**EXCERPTED DATA**

PR #652, opened 2024-06-20
Change ValueError exception to ModuleNotFoundError

aimtsou:
The problem is analyzed here: https://github.com/sfu-db/connector-x/issues/653


wangxiaoying:
Thanks @aimtsou for the PR!

Issue #510, opened 2023-06-25
Why am I getting [binary data] from MySQL and not original utf8 encoded string?


AnatolyBuga:
#### Why am I getting [binary data] and not utf8 encoded string?

```python

import polars as pl
import connectorx as cx

data = {"a": ["z", "w"], "b": [3, 4]}
df = pl.DataFrame(data)

uri="mysql://{0}:{1}@{2}:{3}/{4}".format(
            "anat" , "XXX", "localhost", 3306, "DBNAME")

df.write_database("test", uri)

df = cx.read_sql(uri, "SELECT * FROM test", partition_num=8, return_type='polars', protocol='text')

print(df)
```

The output is:
```
┌───────────────┬─────┐
│ a             ┆ b   │
│ ---           ┆ --- │
│ binary        ┆ i64 │
╞═══════════════╪═════╡
│ [binary data] ┆ 3   │
│ [binary data] ┆ 4   │
└───────────────┴─────┘
```

column "a" should be a string! What am I doing wrong?

Issue #464, opened 2023-03-07
Mysql text format is interpreted as bytes instead of string


Syndorik:
#### What language are you using?

Python

#### What version are you using?

0.3.1

#### What database are you using?

MySQL

#### What dataframe are you using?

Pandas

#### Can you describe your bug?

When querying a column from a table which has the format type `text`, values are not of type `str` inside the dataframe but of type `bytes`. 

#### What are the steps to reproduce the behavior?

Query a table with text fromat, and check the type of the values (is bytes, should be string)

##### Example query / code

```
df = cx.read_sql(
            "myuri", "SELECT table.text_column FROM table;
        )
```

#### What is the error?

No error, strange behavior

I wanted to note, that this doesn't happen with `pd.read_sql`

mbarki-mohamed:
I'm not sure if I correctly understood your issue, but I tested the code below where I have two columns in my table "varchar_val" contains data of type "varchar" and "text_val" which hold text values.
`import connectorx as cx

query = "SELECT text_val, varchar_val FROM test"
conn = "connectionuri....."
print(cx.read_sql(conn, query)["varchar_val"].dtypes)
print(cx.read_sql(conn, query)["text_val"].dtypes)`

which returns "object" for both, this is the correct behaviour of pandas.

jvovk:
@mbarki-mohamed this is what @Syndorik meant
<img width="87" alt="Screenshot 2023-04-03 at 17 09 15" src="https://user-images.githubusercontent.com/14542319/229551601-e5894c92-8a7e-48a1-8a2b-9542b4d3e8b4.png">
the data inside the column is bytes, not str type

jvovk:
@mbarki-mohamed is it something that is going to be fixed?

Syndorik:
Sorry I totally forgot that issue, the issues deals with what @jvovk describe. The data inside the column are considered as bytes instead of strings

Syndorik:
I'm sorry to reopen the subject, but Is there any work on that planned?

PR #660, opened 2024-07-06
read mysql text column (utf8 charset) as string column

Cabbagec:
Encountered with the same problem as #464 and #510 , where `text` type columns in mysql are interpreted as binary ones naively, which is technically ok, according to the [mysql doc](https://dev.mysql.com/doc/refman/8.4/en/blob.html) that the `text` types are basically just `blob` types, except for additional charset requirements. 

But it's quite an inconvenient for users must do decoding themselves on the final result. So I made and tested this patch in our environment as an easy workaround. Note that we only use UTF8 charset for `text` fields in our databases, so this patch only works for UTF8 text fields. For other encodings like GBK, SHIFT_JIS, BIG5, etc., it won't work, additional decoding is still needed.

If anyone interested, I recommend checking out this crate [`encoding_rs`](https://docs.rs/encoding_rs/latest/encoding_rs/), then doing decoding steps according to the mysql field charset info.

### DIFF
--- a/connectorx/src/sources/mysql/mod.rs
+++ b/connectorx/src/sources/mysql/mod.rs
@@ -17,7 +17,14 @@ use fehler::{throw, throws};
 use log::{debug, warn};
 use r2d2::{Pool, PooledConnection};
 use r2d2_mysql::{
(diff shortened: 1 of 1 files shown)


wangxiaoying:
Thanks @Cabbagec for the PR and testing!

**HOW TO COMPLETE THIS TASK**
Return each line from the material that includes the string "charset".

**ANSWER SECTION**
read mysql text column (utf8 charset) as string column
Encountered with the same problem as #464 and #510 , where `text` type columns in mysql are interpreted as binary ones naively, which is technically ok, according to the [mysql doc](https://dev.mysql.com/doc/refman/8.4/en/blob.html) that the `text` types are basically just `blob` types, except for additional charset requirements. 
But it's quite an inconvenient for users must do decoding themselves on the final result. So I made and tested this patch in our environment as an easy workaround. Note that we only use UTF8 charset for `text` fields in our databases, so this patch only works for UTF8 text fields. For other encodings like GBK, SHIFT_JIS, BIG5, etc., it won't work, additional decoding is still needed.
If anyone interested, I recommend checking out this crate [`encoding_rs`](https://docs.rs/encoding_rs/latest/encoding_rs/), then doing decoding steps according to the mysql field charset info.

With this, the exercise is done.